Geldikten sonra güvenlik sorunu yaşadın mı?
Hayır, farklı isimler kullanıyorum ve polis evime panik düğmesi yerleştirdi. Benin için güvenlik analizi yaptılar ve çok düşük riskte olduğumu söylediler. Umurumda da değil. Korkmuyorum.
Hiç tehdit aldın mı, sosyal medya yoluyla veya başka bir şekilde?
Hayır, direk olarak almadım.
Britanya halkının ve çevrendekilerin tepkisi nasıl oldu? İyi bir şey yaptığını düşünüyorlar mı?
Britanyalılar Daiş’i biliyorlar ama Kürtler hakkında yeterince bilgileri yok. İnsanlara Kürtler’den bahsettiğimde, YPG’yi ve ne için savaştıklarını anlattığımda anlıyorlar. Bazı insanlar sadece Daiş’e karşı savaşıyor olmamı yeterli bir gerekçe olarak görüyor ama ben sadece onun için gitmedim.
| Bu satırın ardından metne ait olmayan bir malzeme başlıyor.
PR #1091, opened 2017-07-25
travis: Use github mirror of notmuch source

dcbaker:
Since the git repo on notmuchmail.org seems to be down.

### DIFF
--- a/.travis.yml
+++ b/.travis.yml
@@ -49,7 +49,7 @@ before_install: |
     export PATH=/usr/lib/ccache:$PATH
 
     # Clone the notmuch repository and move into it.
-    git clone git://notmuchmail.org/git/notmuch
+    git clone https://github.com/notmuch/notmuch.git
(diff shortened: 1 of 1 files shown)


pazz:
are we sure that this repo is regularly synced? In that case, sure.

dcbaker:
We're not. I'ts 7 days out of date right now, but since neither I nor the CI can clone from notmuchmail.org we need to do something, and this seemed like the most expedient fix. Maybe a better solution would be to skip using git at all and just uses the most recent tarball?

pazz:
Actually, I think you are right and we should use the latest stable release: alot master should work seamlessly with that and  this way we're less afflicted by a buggy development version 
(which I consider rather unlikely) or notmuchmail.org hiccups, which do happen from time to time..

dcbaker:
Okay, I'll do that instead.

PR #1093, opened 2017-07-26
Submit/update docs

dcbaker:
Update documentation for commits 0.5.0 that were missed in the original commits.

### DIFF
--- a/NEWS
+++ b/NEWS
@@ -1,6 +1,9 @@
 next:
-* Add command to reload configuration files in running session
-* new command "tag" (and friends) in EnvelopeBuffer to add additional tags after sending
+* feature: Add command to reload configuration files in running session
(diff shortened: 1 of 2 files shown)


pazz:
Thanks for this. Regarding the NEWS, in recent releases *cough*years*, I've only listed stuff that changes the way a user interacts with alot. That is, config options and features but not bugfixes.
Shall we stick to this or do you consider the GPG fixes important enough to mention them here?

No objections to the docs patch, which lgtm.

dcbaker:
I think at least mentioning major bug fixes is worth while, since if you rely on gpg signing for cirtical work the fact that 0.5.0 doesn't actually validate said signatures is pretty significant. So maybe drop all of the "bug fix:" lines but that one?

pazz:
sure, that sounds good

PR #1095, opened 2017-07-27
Load default settings even if a user config doesn't exist

dcbaker:
There is a regression introduced by 86186a242c11fcbc501e7afc791a50187e0dd574 that causes default configurations to not be loaded if there is no notmuch config (for notmuch defaults) or not alot config (for alot defaults). This is because in the original patch the configs were not loaded in the constructor, but then were loaded outside the constructor. In the patch the logic that caused the constructor not to load the config was moved out of the constructor and prevented the calls in main from initializing to defaults.

### DIFF
--- a/alot/settings/manager.py
+++ b/alot/settings/manager.py
@@ -67,15 +67,11 @@ class SettingsManager(object):
 
     def read_notmuch_config(self):
         """parse notmuch's config file from path"""
-        if self.notmuch_rc_path is not None:
-            spec = os.path.join(DEFAULTSPATH, 'notmuch.rc.spec')
-            self._notmuchconfig = read_config(self.notmuch_rc_path, spec)
+        spec = os.path.join(DEFAULTSPATH, 'notmuch.rc.spec')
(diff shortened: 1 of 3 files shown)


alot/settings/manager.py
```diff
@@ -68,15 +68,11 @@ def reload(self):
 
     def read_notmuch_config(self):
         """parse notmuch's config file from path"""
-        if self.notmuch_rc_path is not None:
```
pazz: Why is this safe? I mean, what if `self.notmuch_rc_path` is `None` because it is unset due to a missing alot config?
Then two lines below should raise an `ConfigError` which we don't catch here?

dcbaker: ahhh, I didn't look at the notmuch config path closely enough. We definately need to catch an exception there. I'll update and resend.

dcbaker:
I've added tests to demonstrate the implementation works.

@pazz, after writing a test I don't think that notmuch config is an issue. The way `get_notmuch_option` is implemented it will return `None` if it can't find any key/value, so allowing `read_config` to go with `None` is fine.

Issue #949, opened 2017-01-02
Encrypt for BCC addresses


meskio:
Right now alot doesn't encrypt for the addresses in BCC. As discussed in #878 we see two options for it:

- Send separate emails for BCC addresses. This will be a bit tricky to send the same email (same ID and other headers) and keep only one copy in the sent folder.
- Hide the key id with gnupg's `--throw-keyids`. This will still reveal the number of recipients and it's painful to use when you have many private keys, as gnupg needs to try to decrypt it for each private key.

I think the first option makes more sense. Any better ideas?

dkg:
gpg's `--throw-keyids` is universal, while `--hidden-recipient` lets you only hide certain key IDs.

the bcc'ed addresses should be given to gpg via `--hidden-recipient`, rather than using the blunter `--throw-keyids`.

This still leaks the number of bcc'ed recipients to the cc'ed folks, but that's probably OK compared to the cost of generating and sending multiple copies of the mail and changing the mail submission workflow entirely.

dcbaker:
I know I'm dragging this up from the dead but I'm doing it mainly for documentation since I've been beating the gpg code to death recently, but gpgme has no support for `--hidden-recipient`, or `--throw-keyids`, and seemed unwilling to add support for the former at all.

PR #1096, opened 2017-07-28
command/envelope: Prompt before sending an encrypted message with Bcc

dcbaker:
Currently alot cannot encrypt to Bcc recipients, and it isn't obvious
how to implement encrypted BCC without a metadata leak (the key ids of
the Bcc recpients would be visible to the to and cc recipients as well
as the other bcc recipients). As such it hasn't been implemented yet
although #949 is opened for such encryption.

In the mean time alot doesn't encrypt to bcc recipients at all, making
the message all but useless (it might be useful to send it to yourself
as a blind recipient, or to two email addresses of the same person).
Since most people don't know that alot has this limitation, we should
really warn them. This adds a prompt before constructing the message
for that case.

### DIFF
--- a/alot/commands/envelope.py
+++ b/alot/commands/envelope.py
@@ -11,6 +11,7 @@ import logging
 import os
 import re
 import tempfile
+import textwrap
 
 from twisted.internet.defer import inlineCallbacks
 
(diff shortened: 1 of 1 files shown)


pazz:
Makes sense to me. I'm happy to push it

PR #1099, opened 2017-08-02
Sanitize message count in statusbar after tagging

### LINKED ISSUE #1098: Incorrect message count after running untag --all
I noticed that the message count of currently displayed items is incorrect after running (for example) `untag --all unread`. Please see attached screenshots and the numbering in the lower right.

Before:
img_0043

After:
img_0044

lucc:
Fixes #1098

@dcbaker do you see any easy way to add tests for this?  More general, are there any easy ways to add tests for our commands and the ui widgets?

### DIFF
--- a/alot/commands/search.py
+++ b/alot/commands/search.py
@@ -197,14 +197,6 @@ class TagCommand(Command):
         logging.debug('all? %s', self.allm)
         logging.debug('q: %s', testquery)
 
-        hitcount_before = ui.dbman.count_messages(testquery)
-
-        def remove_thread():
-            logging.debug('remove thread from result list: %s', thread)
-            if threadline_widget in searchbuffer.threadlist:
-                # remove this thread from result list
-                searchbuffer.threadlist.remove(threadline_widget)
-
         def refresh():
             # remove thread from resultset if it doesn't match the search query
             # any more and refresh selected threadline otherwise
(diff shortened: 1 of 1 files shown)


dcbaker:
@lucc, twisted has it's own unittest-like infrastructure, though when I tried to use it I found it somewhat awkward to use. I think that we could also write our own wrappers using `twisted.reactor` manually if we wanted, but I'm not sure that would actually be win.

I agree with pazz though, this feels like there's an off-by-one somewhere, and while this masks the symptom, there is a bug somewhere else that isn't being fixed.

dcbaker:
I'd put some logging information in to see what the hitcount_before and hitcount_after variables are. It might even be an off-by-one in notmuch or the notmuch python bindings.

lucc:
I did the logging thing and it seems that `searchbuffer.result_count == 0` before we hit the line that then updates it again.

lucc:
In `alot/commands/search.py:219` we call `searchbuffer.rebuild()` which will update the count. So thats why the count is already up to date when we modify it again. Fix comming up.

lucc:
I hope this is not cheating. I tried to outline my thoughts in the commit messages. Will squash when you approve.

pazz:
@dcbaker: regarding a test corpus: the guys over at notify already do this. Maybe we could reuse that?

dcbaker:
@pazz, could you point me to the repo in question, I'm not sure which notify to look at.

pazz:
@dcbaker 
Oh no! autocompletion on my tablet is to blame: i meant notmuch, not notify! https://github.com/notmuch/notmuch/tree/master/test

dcbaker:
ooooh, that makes sense.

Issue #1076, opened 2017-07-09
Tests failures on travis for forked repo


lucc:
The travis tests for lucc/alot [fail](https://travis-ci.org/lucc/alot/builds) recently. Normally it's an `AttributeError: 'module' object has no attribute 'abook_test'` when the tests are run. Does this happen for any body else? Apearently master in this repo builds just fine.

Also there is a supressed error for the command `pip install .[test]` in the install step. pip also doesn't understand that command locally on my end. @dcbaker you added it in 3e0e2d463. How should that work? Does it work for you?

pazz:
I cannot reproduce this:
https://gist.github.com/pazz/384fb847a047476d44a5c20269f49ea1

dcbaker:
I have the same bug.

dcbaker:
I'll look into it. thanks for bisecting @lucc

dcbaker:
It's due to updates to some dependent library. After updating my virtualenv I can reproduce this an similar errors on my own machine. I'll keep looking into it.

dcbaker:
Okay, I finally broke out git bisect, and this is broken as soon as the abook tests are added. I think it's actually tickling a real bug in the settings module (I've traced it back to something in `settings.utils.read_config`), but I'm still not exactly sure what it is or why it only manifests on travis.

PR #1101, opened 2017-08-03
Fix tests failing on other repos other than pazz's

dcbaker:
There are two problems here, the first is a circular import that I can suddenly reproduce locally. The second is that the gpgme tests don't work without sudo, since they need access to /dev/pts, which isn't available in the docker container.

### DIFF
--- a/.travis.yml
+++ b/.travis.yml
@@ -4,8 +4,7 @@ sudo: True
 # Cache pip objects to speed up next build
 cache:
   pip: True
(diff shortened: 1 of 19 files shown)


dcbaker:
and perhaps more relavent: https://travis-ci.org/dcbaker/alot/builds/260812826

lucc:
Fixes #1076 
(let's see if this works)

PR #1103, opened 2017-08-04
Import single names in helpers.py

lucc:
Just an old commit I found.


dcbaker:
I'm really not crazy about massive numbers of imports without namespaces, they just don't feel very pythonic to me.

lucc:
ok

PR #1108, opened 2017-08-08
Handle servers that treat the user segment of an address as case insensitive

dcbaker:
Alot (like other email clients that aren't tightly coupled to one mail server) are in a difficult position, RFC 5321 section 2.3.11 (which is in the docstring of the "account: Add an Address class" patch), says that only the server for the receiving domain (for example, gmail.com) is allowed to alter or interpret the user name segment (everything before the @) in any way.

Why is this a problem for alot? Well, we need to apply the same semantics. If the server for "example.com" treats "foo@example.com" and "Foo@example.com" as equivalent (which it may), alot needs to do the same. If example.com treats them as different accounts, then alot does too.

There are simply too many servers out there to try to maintain a list of who does what (and it's a dangerous game to play, because some servers apply additional semantics, like gmail and fastmail that ignore anything after a "+" sign, so "foo@example.com" and "foo+spam@example.com" are the same to these services) and we don't want to manage that.

Instead this series takes the approach of adding a new class that acts like a `unicode` or `str` instance, including being comparable with rich comparison operators (at least == and !=, although the other's could easily be added) which can be flagged as either case sensitive or not, and adds a new option to the account section of the configuration to control this flag.

### DIFF
--- a/alot/account.py
+++ b/alot/account.py
@@ -1,4 +1,6 @@
+# encoding=utf-8
 # Copyright (C) 2011-2012  Patrick Totzke <patricktotzke@gmail.com>
+# Copyright © 2017 Dylan Baker
 # This file is released under the GNU GPL, version 3 or a later revision.
 # For further details see the COPYING file
 from __future__ import absolute_import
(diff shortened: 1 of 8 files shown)


pazz:
some thoughts on this:

* do we need case (in)sensitive string operations for anything else but email addresses?
* would it be convenient if Address not also contain realname parts and able to render as `real name <bla@blub.org>`?
* do we know of *any* service that does not adhere to the sane standard of case insensitive usernames? Does having a switch for this even makes sense? After all, it complicates our code.
* why do we need to render email addresses as unicode? (aren't they always ascii?) and how much does this interfere with the python3 port re strings?

lucc:
* I don't know of anything else that needs this kind of special string operations.
* maybe not see below
* As mentinoed before I do not know of any service that doesn't interpret the local part case insensitive. But I still think we need to support the official standard. We could default to insensitive so users would have to set the option to get RCF compliance. 
* The realname can be anything, hence unicode for that. The local part of the address is ascii.

dcbaker:
RFC 6531, Section 3.2:
```
An SMTP server that announces the SMTPUTF8 extension MUST be prepared
to accept a UTF-8 string [RFC3629] in any position in which RFC 5321
specifies that a <mailbox> can appear. 
```

So yes, both the user name and the domain may contain utf-8.

dkg suggested that there are some services that reject alternate capitalizations of words, although I haven't seen any. I think the important thing here is that an email service is allowed to treat different capitalizations differently, even if in practice no modern service does (the implication of RFC 5321 is that there were at one time services that did). I guess we could remove the case-sensitive handling though, since I haven't been able to find evidence of a (currently in use) SMTP server that actually treats Foo@example.com differently than foo@example.com.

The switch currently defaults to case insensitive, which I think is the sane default, I agree.

For python3 this should actually be pretty simple, all we should need to do to make it all work is drop the `bytes` handling and enforce that we always get a `str` (using py3 terminology).

Also, I just realized there is a bug in this series as is, I'm not comparing domain names correctly.

dcbaker:
I also removed a variable duplicated between the account and the address classes.

dcbaker:
I also added a `__hash__` method, since this implements an `__eq__` method.

pazz:
Thanks, this looks OK to me now.

Up for general discussion: What do you guys think of grouping the Attachment, Envelope, and Address classes together somehow?
Currently, our code layout has "database" related classes (wrapper around notmuchs classes) separate from "settings" classes such as Account. But the ones above somehow fit in neither category imo.

dcbaker:
Attachment and Envelope definitely belong together, but I think that Address belongs with Account. Account is the only consumer of Address atm, and I'm not really sure where else we'd use it to be honest. I do think there's some things in the db module that aren't really about the database, and envelope and attachment are among them.

Issue #986, opened 2017-01-18
command `send; bclose` will prompt to close message without sending, even when succesful


dcbaker:
This is an interesting bug, as the actual desired behavior is not obvious. If the send succeeds, then it will close the buffer, but if it fails it will not close the buffer. This means that the result of the bclose is dependent on the status of the SendCommand.apply, but we have no way to pass that result.

There are two possible resolutions to this. The first, and maybe best resolution is to stop the command stream if the command hits the Errback path. The alternative is to offer to close the buffer even if the command fails, so that the next command will be consistantly be applied to the next buffer, not the envelope.

pazz:
I'd opt for the first solution, with an additional error notification for now.
Another more complicated solution would be to introduce return values but then we're beginning to implement a scripting language and I don't want to open that can.

dcbaker:
I think the first solution is the best one too. It may not be optimal, but at least it's easy to be consistant.

Issue #985, opened 2017-01-18
validate list of commands when using ;


dcbaker:
When passing commands via the `:` prompt, the commands are unvalidated. If the first X commands are valid then the execution will stop when attempting to instantiate the invalid command.

As disscussed in #966 it is important to not instantiate the commands to validate them.

pazz:
for some context: We would like that a commandline say `bclose; dontexist; taglist` doesn't even start with the first command since the second one is syntactic garbage.
One caveat is that a command may be OK in one mode, but not in another.
So that for instance `taglist;compose;send;send` should really not be OK, as the second `send` would be instantiated out in a taglist buffer, where it makes no sense.

Issue #579, opened 2013-03-09
envelope header cmdline parsing is extremely fragile


josch:
in the current master branch it is not possible to edit the following to/cc/bcc header:

```
"foo bar" <foo@bar.com>, "blub bla" <blub@bla.com>
```

It will be converted to:

```
"foo bar <foo@bar.com>, blub bla" <blub@bla.com>
```

Because of the greedy regex around line 164 in `alot/commands/__init__.py`. Replacing the experession with a non-greedy one will fix this issue:

```
@@ -161,7 +161,7 @@ def commandfactory(cmdline, mode='global'):
     # allow to shellescape without a space after '!'
     if cmdline.startswith('!'):
         cmdline = 'shellescape \'%s\'' % cmdline[1:]
-    cmdline = re.sub(r'"(.*)"', r'"\\"\1\\""', cmdline)
+    cmdline = re.sub(r'"(.*?)"', r'"\\"\1\\""', cmdline)
     try:
         args = split_commandstring(cmdline)
     except ValueError, e:
```

But the parsing is still fragile at best! What if there is a (backslash escaped) quote inside the name like:

```
"foo \"bar" <foo@bar.com>
```

This could be caught by a lookbehind expression like:

```
r'"(.*?)(?<!\\)"'
```

But that one would not catch the case in which the backslash itself was escaped...

The python implementations to convert the result of shlex.split() back into a commandline can be found in pipes.quote and (since python 3.3) in shlex.quote. But both use the single quotes of the shell to get around the nasty escaping problem.

Is there a good way to fix this problem once and for all?

Maybe put the entire header into a single, single-quoted argument on the commandline?

PR #1109, opened 2017-08-09
RFC: How to treat quoting and escaping on the command line?

lucc:
I was trying to execute `:call "import alot;ui.notify(alot.__version__)"` and it did not work because the semicolon was used to split up the command line.  This lead to the observation that our command line parsing code needs some hardening regarding quoting and escaping of special chars (actually only ";").  (Note that I have since solved my original problem, see newest entries in the wiki.)

The tests I added show what *I* believe the command line parsing should do.  Do you agree or differ?  Please also post more `base = '...'; expected = ['...']` examples that should also be put in the tests.  I will gradually update the commits.  Once we have finished the initial discussion what the parser should do I will turn this into a proper PR (you probably should wait until then when you want to do full reviews).

The relevant part of the shlex docs is [here](https://docs.python.org/2.7/library/shlex.html#parsing-rules).  Some recent issues and PRs that also dealt with the command line parsing are #579, #985, #986 although none of them seems directly related.

The current solution for the first test is not complete.  It doesn't work with single quotes and backslashes in quotes and nested quotes are not handled.  In general this path (the current solution of doing some special `str.replace` calls before calling `shlex.shlex`) seems cumbersome in the long run and difficult to get right for all cases.  I had an idea for another way of solving the issue in general:  I could try to not set `shlex.shlex.whitespace` and `shlex.shlex.whitespace_split` to anything but the default.  This will split at normal whitespace and we can then later on "split" the list of strings at entries that are just one semicolon.  The lists for each individual command could then be joined with whitespace again.  This would potentially change the whitespace so the question for @pazz is:  Is this function used to process any strings where the amount of whitespace should not be changed (subject lines, email addresses, ...)?


tests/helper_test.py
```diff
@@ -129,6 +129,18 @@ def test_unicode(self):
...
 
+    @unittest.expectedFailure
+    def test_doublequoted_semicolons(self):
+        base = 'python -c "import alot; print(alot)"; echo "done"'
+        expected = ['python -c "import alot; print(alot)"', ' echo "done"']
+        self._test(base, expected)
+
+    @unittest.expectedFailure
+    def test_singlequoted_semicolons(self):
+        base = "python -c 'import alot; print(alot)'; echo 'done'"
```
dcbaker: These are broken on archlinux, `python` points to `python3`, and `alot` isn't available for python3. Can we either use a stdlib package like `os`, or explicitly use `python2`?

lucc: This is a string to test the splitting function. It is not to be executed. I just wipped something together which looks like valid shell code in order to use my intuition to find the desired result.

dcbaker: okay, consider my object withdrawn.

pazz:
Sorry to keep this hanging. @lucc I guess this is still relevant is it? I generally don't mind the changes and adding tests is certainly valuable. Could you rebase?

> Is this function used to process any strings where the amount of whitespace should not be changed (subject lines, email addresses, ...)?

Well yes: it is used by the ui at the point [where commandline input is interpreted](https://github.com/pazz/alot/blob/master/alot/ui.py#L259). So this means in particular if you use `set Subject foo bar` in envelope mode you probably want to preserve whitespaces.

lucc:
I rebased so we can better discuss this. There was some subtile issue with these changes but I have to think about this code thoroughly again to remember it.

PR #1112, opened 2017-08-10
Fix Issue 1110

dcbaker:
The bug in 1110 is that if sign_by_default is true, but no key is defined alot still tries to sign, even without a key. This results in undefined behavior, and some key is used, possibly changing the account. The right solution is to simply forbid sign_by_default without a gpg_key.

### DIFF
--- a/alot/commands/globals.py
+++ b/alot/commands/globals.py
@@ -857,8 +857,14 @@ class ComposeCommand(Command):
 
         # Figure out whether we should GPG sign messages by default
         # and look up key if so
-        self.envelope.sign = account.sign_by_default
-        self.envelope.sign_key = account.gpg_key
+        if account.sign_by_default:
+            if account.gpg_key:
+                self.envelope.sign = account.sign_by_default
+                self.envelope.sign_key = account.gpg_key
+            else:
+                msg = 'Cannot find gpg key for account {}'.format(account.address)
+                logging.warn(msg)
+                ui.notify(msg, priority='error')
 
         # get missing To header
         if 'To' not in self.envelope.headers:
--- a/tests/commands/global_test.py
+++ b/tests/commands/global_test.py
@@ -25,11 +25,6 @@ import mock
 from alot.commands import globals as g_commands
 
 
-def expected_failure(func):
-    func.todo = 'Expected Failure'
-    return func
-
-
 class Stop(Exception):
     """exception for stopping testing of giant unmanagable functions."""
     pass
@@ -78,7 +73,6 @@ class TestComposeCommand(unittest.TestCase):
         self.assertTrue(envelope.sign)
         self.assertIs(envelope.sign_key, mock.sentinel.gpg_key)
 
-    @expected_failure  # sign_key is set even though sign is False
     @inlineCallbacks
     def test_apply_sign_by_default_false_doesnt_set_key(self):
         envelope = self._make_envelope_mock()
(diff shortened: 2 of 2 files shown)


alot/commands/globals.py
```diff
@@ -857,8 +857,14 @@ def apply(self, ui):
...
-        self.envelope.sign = account.sign_by_default
-        self.envelope.sign_key = account.gpg_key
+        if account.sign_by_default:
+            if account.gpg_key:
+                self.envelope.sign = account.sign_by_default
+                self.envelope.sign_key = account.gpg_key
+            else:
+                msg = 'Cannot find gpg key for account {}'.format(account.address)
+                logging.warn(msg)
+                ui.notify(msg, priority='error')
```
lucc: This change looks good. It also makes `sign_by_default` work like `:sign` which will fail if no key is provided as argument or as the accounts `gpg_key` option.

I think I also found out why `sign_by_default` did previously work when `account.gpg_key = None`: The attribute `envelope.sign_key` is not touched at all until the `:send` command calls [`envelope.construct_mail()`](https://github.com/pazz/alot/blob/4f78529875c2687e58586c43512a71787f72fccb/alot/db/envelope.py#L169-L195) which just passes the key to [`detached_signature_for()`](https://github.com/pazz/alot/blob/4f78529875c2687e58586c43512a71787f72fccb/alot/crypto.py#L150-L170). Now if the key is `None` in there I assume that gpg will just pick up the default key from the gpg config file.

tests/commands/global_test.py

Ben Kürtler’e yardımcı olmak için de gittim.
Bundan sonra ne yapacaksın?
Bir sonraki işim Suriye’li Kürtleri ve ne istediklerini insanlara anlatmak. ‘Friends of Rojava’ diye bir grup oluşturacağım. Britanya milletvekillerinin YPG’yi desteklediklerini beyan etmelerini sağlayacağım. Belki ilerde Rojava halkına yardımcı olmak için insani destek ve bölgeye yatırım teşvik çalışmaları başlatabilirim. David Cameron da dahil olmak üzere, dünyadaki herkesin kabul etmesi gereken bir şey var, o da Kürtler Esad rejimi altında yaşadıkları günlere geri dönmeyecekler. Koşullar değişti ve Rojava halkı kendi geleceğini belirleyecek. Gelecekte Suriye’de Rojava diye özerk bir bölge olacak ve ben şimdiden o yönetim ve Britanya arasında bir bağın oluşmasını istiyorum.
Tunus’ta, 30 Britanyalı’nın öldürülmesinden sonra, hükümet Suriye’deki koalisyonun hava saldırılarına destek vermeyi konuşuyor. Sence Britanya Suriye’ye müdahalede bulunmalı mı?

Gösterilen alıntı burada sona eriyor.